_How to complete this task_: Retype the entries word for word, leaving nothing out.

_Records supplied_:
PR #171, opened 2017-10-26
Extra steps for Mac installation of simulator

michaelbanfield:
I had some issues generating logs when running the simulator locally. I checked

/Users/<username>/Library/Logs/Unity/Player.log

and found the following

`
UnauthorizedAccessException: Access to the path "/private/var/folders/.../d/donkey_sim.app/log/log_car_controls.txt" is denied.
`

This is caused by Sierra's sandboxing of untrusted applications, and will probably be an issue for all Mac users.

### DIFF
--- a/docs/guide/simulator.md
+++ b/docs/guide/simulator.md
@@ -12,6 +12,11 @@ You will need a specific build per platform:
 
 Extract this compressed file. It will create a folder with executable. Double click that executable to launch the simulator.
 
+
+#### Extra Mac Steps
+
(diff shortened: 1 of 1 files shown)


tawnkramer:
Interesting, but we don't actually need that file.
Were you getting any files written to the donkey_sim.app/log/ dir?
I'm not running on Sierra.

michaelbanfield:
Just to clarify, that folder is created by Sierra to sandbox the application. It basically only lets the application operate in a read only filesystem, so no logs can be written

https://lapcatsoftware.com/articles/app-translocation.html

PR #184, opened 2017-11-19
fix error in tar version

luismesas:
`donkeycar` python package version was declared as `2.2.1` but tar file was pointing to an older version.


wroscoe:
I'll fix this in the next release. The committed 404 errors.

PR #185, opened 2017-11-19
fix exception when not command line arguments

luismesas:
fix: an exception error when no command is passed any command line argument
fix: typo in the error description


wroscoe:
Any code change pull requests should be made against the dev branch. This is to allow enough time for manual testing since our test suite is not sufficient. The change looks good.

Issue #188, opened 2017-11-24
Configure joystick buttons via config


ebswift:
New users might find it intimidating changing the manager and controller code to suit a different joystick, it should be able to be setup in config.

tawnkramer:
And you fixed your own bug! Exemplary!

PR #189, opened 2017-11-24
Resolve Issue #188 - add ability to setup joystick buttons in config.py

ebswift:
Added the ability for the user to setup all the joystick buttons in config.py.


ebswift:
Sorry, setting back to dev

PR #190, opened 2017-11-24
Fix Issue 188: Added ability for users to configure joystick buttons in config.py

ebswift:
* Added joystick buttons to config_defaults.py
* Added joystick parameters to donkey2.py
* Added joystick parameters to controller.py


tawnkramer:
Thanks for this contribution. I feel like this is moving in the right direction, but needs to be taken further. There needs to be an arbitrary map of buttons to actions. And that map needs to be in user space. I will work on something like that soon.

ebswift:
That'd be great, thanks Tawn.

PR #191, opened 2017-11-27
added more documentation to s3uploader

pierreaws:


wroscoe:
This would be better implemented as a separate part. Leaving this as a fork.

PR #1002, opened 2022-03-26
Set LOG_LEVEL environment variable to set log level

Ezward:
Minor change to allow the root logger level to be set with an environment variable.  This makes it easy to run a different log level without changing code or configuration.

```python
LOG_LEVEL=DEBUG python manage.py drive
```


DocGarbanzo (approved):
Super idea.

PR #1003, opened 2022-03-26
921 tachometer odometer kinematics parts

Ezward:
Add new encoder, tachometer, odometer and kinematics parts
- the encoder/tachometer/odometer break up the these concerns into separate layers so we can avoid hoisting all that functionality into each separate encoder.
    - encoders simply count ticks
    - tachometers take ticks and output revolutions 
    - odometers take revolutions and output distance and velocity
- We support either one odometer for car-like vehicles or two encoders/odometers for differential robots.
- the kinematics are used to estimate the vehicle pose (x, y, heading).  This will eventually be used in two ways
   - we can use this as a source of pose in the path_follow template.  TBD in a separate pull request.
   - we can use this, along with closed loop speed control, to implement a velocity based neural network model.  TBD in a separate pull request.
- car-like vehicles uses bicycle kinematics
- differential drive vehicles uses unicycle kinematics

All of these parts have been run-tested for a few months in another branch using a highly modified path_follow.py.  That branch has a lot of changes, so I've created this pull request just for the encoder/odometer/kinematics pipeline.  Future pull requests will 1) add changes to path_follow to bring it up to snuff with the complete template 2) add closed-loop speed control and a velocity-based neural network model.

This is draft because I still need to test it on track.

### DIFF
--- a/arduino/mono_encoder/mono_encoder.ino
+++ b/arduino/mono_encoder/mono_encoder.ino
@@ -1,0 +1,213 @@
+/* 
+ * mono_encoder.ino
+ * 
+ * Read a single-channel encoder,
+ * debounce the input.  Ticks 
+ * are counted for each transition
+ * from open-to-closed and closed-to-open.
+ * 
+ * For example, a 20 slot optical rotary encoder
+ * will have be 40 ticks per revolution.
+ * 
+ * Implements the r/p/c command protocol 
+ * for on-demand sending of encoder value
+ * and continuous sending with provided delay.
+ * See the comment in the loop below for details.
+ * 
+ * Sends the encoder ticks and a timestamp
+ * as a comma delimited pair: ticks,timeMs
+ *
+ */
+#include <Arduino.h>
+ 
+#define ENCODER_PIN   (7)          // input pin for first encoder
+#define ENCODER_2_PIN (9)          // input pin for second encoder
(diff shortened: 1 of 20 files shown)


Ezward:
Status is that the kinematics are producing a repeatable path, but it is not accurate.  so the strange results is that if you record a path and put it in path follow mode then it will looks like it is doing a great job.  However, if you look at the path (I've added the ability to save path as .csv) in something like https://www.csvplot.com/  the path will not look anything like what your recorded.  So the path looks totally wrong, but because it is repeatably and reliably wrong in the same way each time the PID path follow algorithm can still 'follow' the wrong path and get the correct real-world output.

We've added in support for odometry/kinematics in the simulator and it seems to produce a similar issue.  NOTE that all of these tests are currently with a differential encoder setup.

I've checked and rechecked the math; it looks correct; same math as I have used in other projects and their paths look correct.

My current thinking is that we don't have a fast enough update loop.  The encoders and kinematics are running in non-threaded mode, so locked in at 20hz, which may be too slow for good pose estimation.  The kinematics formulas assume that vehicles has driven in a straight line between estimates; we may be build error very quickly because we break this assumption.  This theory is supported by the behavior we see; the path look correct if you just go straight, but creates weird loops when attempting to turn.

Ezward:
Superceded by PR https://github.com/autorope/donkeycar/pull/1089

PR #1004, opened 2022-03-30
Fix torch imports for rpi

DocGarbanzo:
# Fix pytorch import issue created in #986

There is an issue with the RPi version after merging of #986. The `pytorch` imports are not moved into the corresponding classes / functions, such now pytorch becomes a dependency when running code, like loading a model. This is non-wanted behaviour, because on RPi we don't install pytorch by default, and causes the `manage.py drive --model ` to fail. This fix moves the imports into the relevant classes/functions and fixes the issue.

_Solution to the problem_:
PR #171, opened 2017-10-26
Extra steps for Mac installation of simulator

michaelbanfield:
I had some issues generating logs when running the simulator locally. I checked

/Users/<username>/Library/Logs/Unity/Player.log

and found the following

`
UnauthorizedAccessException: Access to the path "/private/var/folders/.../d/donkey_sim.app/log/log_car_controls.txt" is denied.
`

This is caused by Sierra's sandboxing of untrusted applications, and will probably be an issue for all Mac users.

### DIFF
--- a/docs/guide/simulator.md
+++ b/docs/guide/simulator.md
@@ -12,6 +12,11 @@ You will need a specific build per platform:
 
 Extract this compressed file. It will create a folder with executable. Double click that executable to launch the simulator.
 
+
+#### Extra Mac Steps
+
(diff shortened: 1 of 1 files shown)


tawnkramer:
Interesting, but we don't actually need that file.
Were you getting any files written to the donkey_sim.app/log/ dir?
I'm not running on Sierra.

michaelbanfield:
Just to clarify, that folder is created by Sierra to sandbox the application. It basically only lets the application operate in a read only filesystem, so no logs can be written

https://lapcatsoftware.com/articles/app-translocation.html

PR #184, opened 2017-11-19
fix error in tar version

luismesas:
`donkeycar` python package version was declared as `2.2.1` but tar file was pointing to an older version.


wroscoe:
I'll fix this in the next release. The committed 404 errors.

PR #185, opened 2017-11-19
fix exception when not command line arguments

luismesas:
fix: an exception error when no command is passed any command line argument
fix: typo in the error description


wroscoe:
Any code change pull requests should be made against the dev branch. This is to allow enough time for manual testing since our test suite is not sufficient. The change looks good.

Issue #188, opened 2017-11-24
Configure joystick buttons via config


ebswift:
New users might find it intimidating changing the manager and controller code to suit a different joystick, it should be able to be setup in config.

tawnkramer:
And you fixed your own bug! Exemplary!

PR #189, opened 2017-11-24
Resolve Issue #188 - add ability to setup joystick buttons in config.py

ebswift:
Added the ability for the user to setup all the joystick buttons in config.py.


ebswift:
Sorry, setting back to dev

PR #190, opened 2017-11-24
Fix Issue 188: Added ability for users to configure joystick buttons in config.py

ebswift:
* Added joystick buttons to config_defaults.py
* Added joystick parameters to donkey2.py
* Added joystick parameters to controller.py


tawnkramer:
Thanks for this contribution. I feel like this is moving in the right direction, but needs to be taken further. There needs to be an arbitrary map of buttons to actions. And that map needs to be in user space. I will work on something like that soon.

ebswift:
That'd be great, thanks Tawn.

PR #191, opened 2017-11-27
added more documentation to s3uploader

pierreaws:


wroscoe:
This would be better implemented as a separate part. Leaving this as a fork.

PR #1002, opened 2022-03-26
Set LOG_LEVEL environment variable to set log level

Ezward:
Minor change to allow the root logger level to be set with an environment variable.  This makes it easy to run a different log level without changing code or configuration.

```python
LOG_LEVEL=DEBUG python manage.py drive
```


DocGarbanzo (approved):
Super idea.

PR #1003, opened 2022-03-26
921 tachometer odometer kinematics parts

Ezward:
Add new encoder, tachometer, odometer and kinematics parts
- the encoder/tachometer/odometer break up the these concerns into separate layers so we can avoid hoisting all that functionality into each separate encoder.
    - encoders simply count ticks
    - tachometers take ticks and output revolutions 
    - odometers take revolutions and output distance and velocity
- We support either one odometer for car-like vehicles or two encoders/odometers for differential robots.
- the kinematics are used to estimate the vehicle pose (x, y, heading).  This will eventually be used in two ways
   - we can use this as a source of pose in the path_follow template.  TBD in a separate pull request.
   - we can use this, along with closed loop speed control, to implement a velocity based neural network model.  TBD in a separate pull request.
- car-like vehicles uses bicycle kinematics
- differential drive vehicles uses unicycle kinematics

All of these parts have been run-tested for a few months in another branch using a highly modified path_follow.py.  That branch has a lot of changes, so I've created this pull request just for the encoder/odometer/kinematics pipeline.  Future pull requests will 1) add changes to path_follow to bring it up to snuff with the complete template 2) add closed-loop speed control and a velocity-based neural network model.

This is draft because I still need to test it on track.

### DIFF
--- a/arduino/mono_encoder/mono_encoder.ino
+++ b/arduino/mono_encoder/mono_encoder.ino
@@ -1,0 +1,213 @@
+/* 
+ * mono_encoder.ino
+ * 
+ * Read a single-channel encoder,
+ * debounce the input.  Ticks 
+ * are counted for each transition
+ * from open-to-closed and closed-to-open.
+ * 
+ * For example, a 20 slot optical rotary encoder
+ * will have be 40 ticks per revolution.
+ * 
+ * Implements the r/p/c command protocol 
+ * for on-demand sending of encoder value
+ * and continuous sending with provided delay.
+ * See the comment in the loop below for details.
+ * 
+ * Sends the encoder ticks and a timestamp
+ * as a comma delimited pair: ticks,timeMs
+ *
+ */
+#include <Arduino.h>
+ 
+#define ENCODER_PIN   (7)          // input pin for first encoder
+#define ENCODER_2_PIN (9)          // input pin for second encoder
(diff shortened: 1 of 20 files shown)


Ezward:
Status is that the kinematics are producing a repeatable path, but it is not accurate.  so the strange results is that if you record a path and put it in path follow mode then it will looks like it is doing a great job.  However, if you look at the path (I've added the ability to save path as .csv) in something like https://www.csvplot.com/  the path will not look anything like what your recorded.  So the path looks totally wrong, but because it is repeatably and reliably wrong in the same way each time the PID path follow algorithm can still 'follow' the wrong path and get the correct real-world output.

We've added in support for odometry/kinematics in the simulator and it seems to produce a similar issue.  NOTE that all of these tests are currently with a differential encoder setup.

I've checked and rechecked the math; it looks correct; same math as I have used in other projects and their paths look correct.

My current thinking is that we don't have a fast enough update loop.  The encoders and kinematics are running in non-threaded mode, so locked in at 20hz, which may be too slow for good pose estimation.  The kinematics formulas assume that vehicles has driven in a straight line between estimates; we may be build error very quickly because we break this assumption.  This theory is supported by the behavior we see; the path look correct if you just go straight, but creates weird loops when attempting to turn.

Ezward:
Superceded by PR https://github.com/autorope/donkeycar/pull/1089

PR #1004, opened 2022-03-30
Fix torch imports for rpi

DocGarbanzo:
# Fix pytorch import issue created in #986

There is an issue with the RPi version after merging of #986. The `pytorch` imports are not moved into the corresponding classes / functions, such now pytorch becomes a dependency when running code, like loading a model. This is non-wanted behaviour, because on RPi we don't install pytorch by default, and causes the `manage.py drive --model ` to fail. This fix moves the imports into the relevant classes/functions and fixes the issue.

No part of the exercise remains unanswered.